From the line with "samhed: Fixed in bb751c9" through the line with "Good catch, fixed", inclusive, return each line of the data below exactly and leave the rest out.
Top of SUPPLIED RECORDS
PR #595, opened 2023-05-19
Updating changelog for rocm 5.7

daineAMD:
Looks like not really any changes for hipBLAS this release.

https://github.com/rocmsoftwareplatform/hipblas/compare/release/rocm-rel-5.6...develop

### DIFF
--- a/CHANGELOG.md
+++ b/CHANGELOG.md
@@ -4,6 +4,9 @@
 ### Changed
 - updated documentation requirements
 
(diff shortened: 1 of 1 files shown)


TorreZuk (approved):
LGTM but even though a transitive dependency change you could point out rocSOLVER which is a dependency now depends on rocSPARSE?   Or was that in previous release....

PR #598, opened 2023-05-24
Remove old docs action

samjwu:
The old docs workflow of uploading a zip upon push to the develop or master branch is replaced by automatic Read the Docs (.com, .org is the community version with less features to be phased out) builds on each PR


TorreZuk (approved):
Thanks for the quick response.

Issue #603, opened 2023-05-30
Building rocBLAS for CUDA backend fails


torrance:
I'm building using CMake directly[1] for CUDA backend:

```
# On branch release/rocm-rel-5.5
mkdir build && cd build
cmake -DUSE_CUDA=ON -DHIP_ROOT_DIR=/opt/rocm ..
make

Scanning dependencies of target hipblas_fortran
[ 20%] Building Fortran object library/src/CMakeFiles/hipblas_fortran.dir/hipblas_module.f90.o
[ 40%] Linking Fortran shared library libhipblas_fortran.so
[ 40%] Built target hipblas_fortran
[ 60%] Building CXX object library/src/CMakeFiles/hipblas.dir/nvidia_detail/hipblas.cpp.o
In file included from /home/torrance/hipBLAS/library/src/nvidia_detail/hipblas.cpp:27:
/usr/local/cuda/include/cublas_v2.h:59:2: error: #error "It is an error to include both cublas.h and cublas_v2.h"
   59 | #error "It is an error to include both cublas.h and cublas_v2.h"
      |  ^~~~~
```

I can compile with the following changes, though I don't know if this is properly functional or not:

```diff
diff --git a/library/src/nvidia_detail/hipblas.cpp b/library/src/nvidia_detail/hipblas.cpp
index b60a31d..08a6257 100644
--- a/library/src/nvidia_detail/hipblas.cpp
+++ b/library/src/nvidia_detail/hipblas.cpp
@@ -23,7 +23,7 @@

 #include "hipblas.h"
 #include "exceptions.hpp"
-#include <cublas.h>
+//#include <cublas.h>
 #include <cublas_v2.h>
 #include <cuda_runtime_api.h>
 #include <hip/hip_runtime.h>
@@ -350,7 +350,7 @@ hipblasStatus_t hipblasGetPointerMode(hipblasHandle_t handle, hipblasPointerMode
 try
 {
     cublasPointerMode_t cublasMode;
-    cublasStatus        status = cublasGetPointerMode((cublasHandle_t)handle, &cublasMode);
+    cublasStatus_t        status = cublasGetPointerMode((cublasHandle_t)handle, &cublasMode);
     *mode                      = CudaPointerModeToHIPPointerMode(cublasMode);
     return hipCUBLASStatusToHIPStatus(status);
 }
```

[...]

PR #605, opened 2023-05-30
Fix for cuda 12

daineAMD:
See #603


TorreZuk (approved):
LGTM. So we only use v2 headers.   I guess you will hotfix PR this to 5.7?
Bottom of SUPPLIED RECORDS
Top of SUPPLIED RECORDS
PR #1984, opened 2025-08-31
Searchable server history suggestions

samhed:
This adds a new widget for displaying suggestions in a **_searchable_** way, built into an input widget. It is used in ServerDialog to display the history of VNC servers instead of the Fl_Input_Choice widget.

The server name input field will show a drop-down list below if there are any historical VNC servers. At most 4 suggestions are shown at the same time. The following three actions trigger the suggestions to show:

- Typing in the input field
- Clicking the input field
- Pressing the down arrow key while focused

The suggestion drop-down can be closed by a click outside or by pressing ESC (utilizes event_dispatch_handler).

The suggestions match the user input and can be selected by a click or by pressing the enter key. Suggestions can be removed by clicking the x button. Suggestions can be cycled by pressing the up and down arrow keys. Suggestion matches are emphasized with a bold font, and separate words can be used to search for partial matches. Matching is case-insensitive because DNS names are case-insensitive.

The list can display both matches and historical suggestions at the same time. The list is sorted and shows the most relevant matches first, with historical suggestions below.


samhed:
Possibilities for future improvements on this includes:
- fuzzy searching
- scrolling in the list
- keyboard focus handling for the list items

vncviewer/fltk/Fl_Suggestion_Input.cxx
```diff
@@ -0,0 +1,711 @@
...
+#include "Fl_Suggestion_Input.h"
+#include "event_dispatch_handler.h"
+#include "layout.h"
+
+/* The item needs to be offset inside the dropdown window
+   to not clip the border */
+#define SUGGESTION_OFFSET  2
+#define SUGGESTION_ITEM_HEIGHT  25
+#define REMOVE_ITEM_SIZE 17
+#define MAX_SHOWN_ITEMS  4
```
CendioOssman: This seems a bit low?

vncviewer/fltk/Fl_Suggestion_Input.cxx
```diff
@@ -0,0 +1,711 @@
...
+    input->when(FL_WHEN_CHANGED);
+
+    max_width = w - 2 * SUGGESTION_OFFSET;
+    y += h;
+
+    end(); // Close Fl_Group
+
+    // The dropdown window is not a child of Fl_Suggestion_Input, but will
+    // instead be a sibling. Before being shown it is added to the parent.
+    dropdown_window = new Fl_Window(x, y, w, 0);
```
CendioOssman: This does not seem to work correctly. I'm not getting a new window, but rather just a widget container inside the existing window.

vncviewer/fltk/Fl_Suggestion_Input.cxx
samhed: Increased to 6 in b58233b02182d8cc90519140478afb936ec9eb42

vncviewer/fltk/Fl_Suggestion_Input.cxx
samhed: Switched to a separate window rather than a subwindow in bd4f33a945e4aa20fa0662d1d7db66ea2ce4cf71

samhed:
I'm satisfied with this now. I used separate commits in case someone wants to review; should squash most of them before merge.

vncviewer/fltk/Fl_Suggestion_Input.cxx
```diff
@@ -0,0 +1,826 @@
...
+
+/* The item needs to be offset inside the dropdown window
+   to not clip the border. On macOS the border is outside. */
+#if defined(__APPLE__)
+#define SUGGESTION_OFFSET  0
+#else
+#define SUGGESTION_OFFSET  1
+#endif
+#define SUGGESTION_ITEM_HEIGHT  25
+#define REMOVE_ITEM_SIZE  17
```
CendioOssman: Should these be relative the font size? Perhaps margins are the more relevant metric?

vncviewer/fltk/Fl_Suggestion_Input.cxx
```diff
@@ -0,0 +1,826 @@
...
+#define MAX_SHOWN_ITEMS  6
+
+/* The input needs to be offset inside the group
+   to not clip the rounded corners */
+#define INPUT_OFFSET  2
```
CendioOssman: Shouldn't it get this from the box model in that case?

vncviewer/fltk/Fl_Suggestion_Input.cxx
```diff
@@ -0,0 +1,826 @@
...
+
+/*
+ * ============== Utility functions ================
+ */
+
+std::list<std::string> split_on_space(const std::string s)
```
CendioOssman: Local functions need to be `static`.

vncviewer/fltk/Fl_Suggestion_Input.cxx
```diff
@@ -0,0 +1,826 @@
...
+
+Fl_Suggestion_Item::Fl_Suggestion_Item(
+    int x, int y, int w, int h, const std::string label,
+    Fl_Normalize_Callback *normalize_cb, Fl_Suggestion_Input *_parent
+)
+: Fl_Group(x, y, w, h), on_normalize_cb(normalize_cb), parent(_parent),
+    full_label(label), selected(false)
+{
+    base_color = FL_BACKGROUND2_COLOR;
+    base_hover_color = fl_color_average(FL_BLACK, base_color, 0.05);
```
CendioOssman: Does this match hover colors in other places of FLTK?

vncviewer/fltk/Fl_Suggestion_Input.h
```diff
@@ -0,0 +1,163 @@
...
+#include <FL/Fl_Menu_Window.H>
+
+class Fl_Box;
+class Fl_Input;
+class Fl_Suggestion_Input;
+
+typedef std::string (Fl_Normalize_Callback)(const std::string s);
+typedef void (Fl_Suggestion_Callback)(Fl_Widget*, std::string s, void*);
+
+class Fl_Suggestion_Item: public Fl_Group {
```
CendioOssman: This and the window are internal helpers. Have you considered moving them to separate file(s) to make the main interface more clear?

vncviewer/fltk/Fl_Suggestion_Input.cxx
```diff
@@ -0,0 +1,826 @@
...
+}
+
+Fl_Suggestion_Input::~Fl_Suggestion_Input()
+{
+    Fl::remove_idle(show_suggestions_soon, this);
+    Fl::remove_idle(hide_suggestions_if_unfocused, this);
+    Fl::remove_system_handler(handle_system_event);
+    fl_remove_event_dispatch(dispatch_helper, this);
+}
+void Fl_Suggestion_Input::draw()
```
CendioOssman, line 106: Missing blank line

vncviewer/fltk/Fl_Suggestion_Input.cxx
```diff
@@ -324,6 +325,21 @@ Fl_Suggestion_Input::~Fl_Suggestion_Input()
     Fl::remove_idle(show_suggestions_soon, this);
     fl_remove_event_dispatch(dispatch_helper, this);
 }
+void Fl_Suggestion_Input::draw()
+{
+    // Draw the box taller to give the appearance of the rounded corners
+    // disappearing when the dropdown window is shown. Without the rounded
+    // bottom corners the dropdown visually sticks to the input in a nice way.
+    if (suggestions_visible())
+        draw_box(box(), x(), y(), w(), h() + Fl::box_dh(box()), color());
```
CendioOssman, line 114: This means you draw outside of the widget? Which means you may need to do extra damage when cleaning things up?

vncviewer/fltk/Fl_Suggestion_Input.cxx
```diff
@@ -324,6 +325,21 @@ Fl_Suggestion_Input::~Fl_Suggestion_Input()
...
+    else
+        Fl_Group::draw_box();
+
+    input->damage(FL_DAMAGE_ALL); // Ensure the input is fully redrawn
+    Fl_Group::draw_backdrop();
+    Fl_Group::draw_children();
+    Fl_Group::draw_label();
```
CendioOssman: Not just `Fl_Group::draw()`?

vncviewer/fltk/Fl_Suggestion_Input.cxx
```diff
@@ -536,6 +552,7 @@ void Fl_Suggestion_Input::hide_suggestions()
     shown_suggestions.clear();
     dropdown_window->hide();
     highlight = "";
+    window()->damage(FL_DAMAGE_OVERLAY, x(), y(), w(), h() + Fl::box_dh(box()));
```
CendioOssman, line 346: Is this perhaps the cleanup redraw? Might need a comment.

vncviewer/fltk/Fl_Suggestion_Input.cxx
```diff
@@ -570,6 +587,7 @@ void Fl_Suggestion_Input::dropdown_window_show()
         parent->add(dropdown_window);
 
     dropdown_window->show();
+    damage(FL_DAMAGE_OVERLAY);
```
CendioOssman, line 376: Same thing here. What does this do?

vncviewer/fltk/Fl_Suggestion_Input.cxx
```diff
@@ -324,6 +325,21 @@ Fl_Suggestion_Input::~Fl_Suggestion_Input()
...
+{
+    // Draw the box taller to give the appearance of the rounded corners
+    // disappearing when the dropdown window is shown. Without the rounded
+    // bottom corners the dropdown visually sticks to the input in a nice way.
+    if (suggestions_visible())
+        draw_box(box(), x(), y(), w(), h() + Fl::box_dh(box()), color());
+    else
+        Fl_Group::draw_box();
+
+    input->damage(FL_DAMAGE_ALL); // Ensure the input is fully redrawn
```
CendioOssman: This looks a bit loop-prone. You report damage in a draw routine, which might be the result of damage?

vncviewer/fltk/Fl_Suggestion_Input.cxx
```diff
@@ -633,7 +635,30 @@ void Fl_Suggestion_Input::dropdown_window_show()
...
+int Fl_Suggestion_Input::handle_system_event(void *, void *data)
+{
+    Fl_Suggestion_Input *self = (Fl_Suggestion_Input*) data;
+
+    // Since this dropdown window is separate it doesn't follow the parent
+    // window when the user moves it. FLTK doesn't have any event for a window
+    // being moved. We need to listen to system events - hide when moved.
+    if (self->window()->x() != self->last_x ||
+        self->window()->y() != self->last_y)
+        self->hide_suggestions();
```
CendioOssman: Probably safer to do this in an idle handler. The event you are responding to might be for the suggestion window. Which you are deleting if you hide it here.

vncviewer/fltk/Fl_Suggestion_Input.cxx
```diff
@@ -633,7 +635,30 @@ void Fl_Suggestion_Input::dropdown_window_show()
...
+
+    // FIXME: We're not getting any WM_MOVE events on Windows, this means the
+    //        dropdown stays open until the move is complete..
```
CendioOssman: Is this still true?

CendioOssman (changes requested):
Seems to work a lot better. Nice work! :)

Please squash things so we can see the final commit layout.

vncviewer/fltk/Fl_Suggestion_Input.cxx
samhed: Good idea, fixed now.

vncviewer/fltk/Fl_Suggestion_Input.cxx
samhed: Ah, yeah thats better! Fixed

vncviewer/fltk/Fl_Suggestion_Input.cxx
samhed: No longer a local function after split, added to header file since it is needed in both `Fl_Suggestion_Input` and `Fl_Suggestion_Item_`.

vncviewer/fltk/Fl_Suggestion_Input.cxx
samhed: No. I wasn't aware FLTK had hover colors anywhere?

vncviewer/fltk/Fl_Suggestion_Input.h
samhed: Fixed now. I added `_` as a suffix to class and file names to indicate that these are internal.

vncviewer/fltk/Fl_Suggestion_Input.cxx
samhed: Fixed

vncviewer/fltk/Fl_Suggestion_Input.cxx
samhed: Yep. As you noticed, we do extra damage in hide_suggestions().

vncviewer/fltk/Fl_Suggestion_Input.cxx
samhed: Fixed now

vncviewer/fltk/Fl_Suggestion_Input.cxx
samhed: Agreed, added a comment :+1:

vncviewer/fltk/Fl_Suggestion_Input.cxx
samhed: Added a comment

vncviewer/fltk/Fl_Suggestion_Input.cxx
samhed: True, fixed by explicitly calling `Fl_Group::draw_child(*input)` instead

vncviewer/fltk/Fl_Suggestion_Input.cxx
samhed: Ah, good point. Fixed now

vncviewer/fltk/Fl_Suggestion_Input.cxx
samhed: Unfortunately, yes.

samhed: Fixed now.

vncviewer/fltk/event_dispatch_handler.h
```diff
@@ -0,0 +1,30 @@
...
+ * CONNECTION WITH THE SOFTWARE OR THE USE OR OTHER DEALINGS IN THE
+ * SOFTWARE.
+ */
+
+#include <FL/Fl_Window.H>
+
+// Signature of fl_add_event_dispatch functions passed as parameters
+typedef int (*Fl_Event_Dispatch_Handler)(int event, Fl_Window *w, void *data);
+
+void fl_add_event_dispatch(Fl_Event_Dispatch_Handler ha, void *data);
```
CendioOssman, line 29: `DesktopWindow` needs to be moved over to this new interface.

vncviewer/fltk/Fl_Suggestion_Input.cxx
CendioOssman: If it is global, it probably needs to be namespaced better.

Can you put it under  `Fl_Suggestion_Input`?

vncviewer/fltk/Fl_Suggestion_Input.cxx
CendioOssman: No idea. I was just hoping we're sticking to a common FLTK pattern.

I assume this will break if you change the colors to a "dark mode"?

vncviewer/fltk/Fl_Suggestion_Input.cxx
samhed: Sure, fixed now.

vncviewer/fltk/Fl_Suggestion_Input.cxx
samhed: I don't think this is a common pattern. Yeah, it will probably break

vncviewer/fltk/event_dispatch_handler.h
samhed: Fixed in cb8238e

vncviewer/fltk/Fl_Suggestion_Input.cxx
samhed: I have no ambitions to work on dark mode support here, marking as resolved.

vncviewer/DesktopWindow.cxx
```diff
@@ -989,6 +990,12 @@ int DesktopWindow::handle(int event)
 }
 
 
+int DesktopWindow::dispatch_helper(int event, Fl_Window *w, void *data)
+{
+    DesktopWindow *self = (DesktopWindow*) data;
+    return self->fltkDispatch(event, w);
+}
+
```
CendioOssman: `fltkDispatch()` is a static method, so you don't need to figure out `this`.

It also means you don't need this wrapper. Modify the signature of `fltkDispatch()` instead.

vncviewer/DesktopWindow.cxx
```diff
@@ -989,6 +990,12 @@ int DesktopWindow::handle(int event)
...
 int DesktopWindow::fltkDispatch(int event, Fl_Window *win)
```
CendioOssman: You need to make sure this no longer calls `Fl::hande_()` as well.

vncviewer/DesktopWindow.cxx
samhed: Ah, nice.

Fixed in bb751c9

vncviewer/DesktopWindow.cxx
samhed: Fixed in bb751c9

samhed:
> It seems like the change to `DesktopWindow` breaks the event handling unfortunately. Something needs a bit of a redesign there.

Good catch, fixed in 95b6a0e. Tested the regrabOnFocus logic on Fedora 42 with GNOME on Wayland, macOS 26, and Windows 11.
Bottom of SUPPLIED RECORDS
*FINISHED TASK:*
samhed: Fixed in bb751c9

samhed:
> It seems like the change to `DesktopWindow` breaks the event handling unfortunately. Something needs a bit of a redesign there.

Good catch, fixed in 95b6a0e. Tested the regrabOnFocus logic on Fedora 42 with GNOME on Wayland, macOS 26, and Windows 11.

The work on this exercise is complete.